What This Means for Future Acne Treatment
The metagenomic revolution in understanding acne bacteria is driving a paradigm shift in dermatology. Instead of viewing acne as simply “too much C. acnes,” the field now recognizes it as a dysbiotic state where multiple bacteria shift, virulence factors increase, protective metabolites decrease, and ecological imbalances emerge. A 2025 systematic review in the Journal of European Academy of Dermatology and Venereology confirmed that Cutibacterium and Staphylococcus play differential yet synergistic roles in acne pathogenesis, meaning that both bacteria matter, their interactions matter, and suppressing one without addressing the other may be ineffective.
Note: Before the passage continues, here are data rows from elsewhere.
PR #1110, opened 2022-04-14
ci: Upload Doxygen documentation only from p4lang

rst0git:
The GitHub action used to upload the Doxygen documentation should run only in the p4lang/behavioral-model repository.

### DIFF
--- a/.github/workflows/doxygen.yml
+++ b/.github/workflows/doxygen.yml
@@ -7,8 +7,9 @@ on:
 
 jobs:
   upload-doc:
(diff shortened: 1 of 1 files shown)


.github/workflows/doxygen.yml
```diff
@@ -7,8 +7,9 @@ on:
 
 jobs:
   upload-doc:
+    if: ${{ github.repository == 'p4lang/behavioral-model' && github.ref == 'refs/heads/main' }}
```
antoninbas, line 10: I think the `github.ref` is redundant with the workflow definition, as the workflow only runs for the main branch already. But it is harmless.

antoninbas (approved):

Issue #1131, opened 2022-08-10
Question about adding new hash functions


qobilidop:
We are currently using the `v1model` architecture and the `bmv2` target to build a P4 pipeline. But some hash functions we need are missing from them. In a previous [comment](https://github.com/p4lang/behavioral-model/issues/884#issuecomment-621624830), it's said that to use a new hash function:

> You can either follow the instructions in #570 or you can always manually edit the JSON file generated by the p4c compiler to use the desired hash function instead of "random" or whatever you use in the P4 program.
> 
> There isn't really any other alternative, unless you can convince the P4 Language Design Working Group which owns v1model to include new hash algorithms in the architecture.

We wonder if we could first add the new hash functions to `bmv2` here without also adding them to `v1model` in [p4c](https://github.com/p4lang/p4c)? Because that would enable us to use them in a hacky way at the least. We'll try to push them to `v1model` later. This could make our life much easier, but it's at the risk of not being approved by the P4 Language Design Working Group.

Does this plan sound good?

qobilidop:
Close because the hash functions we need are already added to `bmv2`.

PR #1132, opened 2022-08-14
Add the xor32 hash function

qobilidop:
This PR adds the xor32 hash function, similar to #1081. The background was stated in #1131.


antoninbas (approved):
LGTM, I triggered CI jobs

This understanding is laying groundwork for next-generation acne therapies: targeted phage therapy to selectively eliminate problematic P. acnes strains, probiotics formulated with strains that restore healthy metabolite production, topical compounds that boost oxygen gradient to suppress C. acnes dominance, and dietary interventions to reshape the gut-skin axis. Current treatments (retinoids, benzoyl peroxide, antibiotics) work reasonably well partly by accident—they alter the microbiome in ways that suppress acne, but without targeting the specific mechanisms revealed by metagenomics. Future treatments can be far more precise and potentially side-effect free.
Conclusion
Metagenomics has transformed acne from a mystery into a solvable microbiome dysbiosis problem. The research clearly shows that acne-affected skin hosts a distinctive microbial ecosystem: elevated S. epidermidis, acne-prone P. acnes strains, enriched virulence factors, reduced protective metabolites, and altered bacterial interactions.
The surprise findings—that total bacterial diversity is higher in acne, that C. acnes abundance alone doesn’t predict acne, that a phage attacking C. acnes appears protective, and that the gut microbiome influences facial breakouts—all point to acne being an ecological imbalance rather than a simple infection. For patients and dermatologists, the practical takeaway is that effective acne management requires addressing the entire microbial landscape: topical treatments that shift follicle oxygen levels, dietary changes that reshape gut bacteria, lifestyle choices that reduce skin inflammation, and increasingly, targeted therapies designed from metagenomic insights. As research continues to map the specific bacterial players and their metabolic contributions, acne treatment will move from broad-spectrum approaches toward personalized, microbiome-informed strategies that restore balance rather than simply suppressing bacteria.